Today's gospel is about bold proclamation. Jesus commands his followers to shout from the rooftops the very sort of things that get him crucified. Given this, you might think that Christian pastors would be some of the most feared truth-tellers in the world. But alas...
I don't mean to say that Christian pastors are liars or that they don't do a lot of good and help a lot of people. But pastors are very often also keepers of institutions, and their institutional roles often mitigate against bold, truth telling. Pastors have to be politicians in a sense. They have constituencies that they need to keep reasonably happy. After all, they must convince members of these constituencies to volunteer and give money.
I follow a lot of pastors on Twitter. This may not be an accurate generalization, but I have noticed that those who sound the least like politicians are pastoring very small congregations or no congregation at all. Some of them can be shrill, and a few might do well to develop a bit more political savy. But by and large, they are refreshing. Which is not to say that I feel compelled to emulate them.
The truth is that I'm frightened to be like them. Regardless of how convinced I am of God's will, I worry what might people in my congregation think if I took an overly bold stand on some issue. Perhaps I am short changing my congregation in the process, but my career worries, my fears, still constrain me.

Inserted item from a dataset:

PR #3479, opened 2016-01-08
Only cache successful or NotFound responses

kkaefer:
Right now, we're storing all sorts of responses into the cache, potentially overwriting existing successful responses. This means that a bad connection could slowly remove all cache items by simply requesting them.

Jesus said, "If they have called the master of the house Beelzebul, how much more will they malign those of his household! So have no fear of them; for nothing is covered up that will not be uncovered, and nothing secret that will not become known. What I say to you in the dark, tell in the light; and what you hear whispered, proclaim from the housetops."
Have no fear of them. Jesus is of course speaking of those who might arrest and put to death his followers, just as they will do to him. My fears are pretty tame ones by contrast. But still they have a power over me.
In the opening of the biblical book of Revelation, each of the seven churches to whom the letter is written are addressed invidually. (Revelation is largely misunderstood as fortelling the future if you can somehow break its code. But in truth it is meant to urge churches under great stress to remain faithful. Its "predictions" are of a general nature, the promise that faithfulness will, in the end, be rewarded, that evil will fall and righteousness will prevail.) The writer tells each congregation of problems it needs to correct, and he seems to save his greatest disappointment for the last congregation mentioned, the one at Laodicea. "I know your works; you are neither cold nor hot. I wish that you were either cold or hot. So, because you are lukewarm, and neither cold or hot, I am about to spit you out of my mouth."
That sounds to me like we would be better off being bold, even if we sometimes got it wrong. And those poitically unsavy, sometimes shrill, very bold pastors I follow on Twitter will certainly never be accused of being "lukewarm."
Lord, help me find my voice. Help me speak the truth.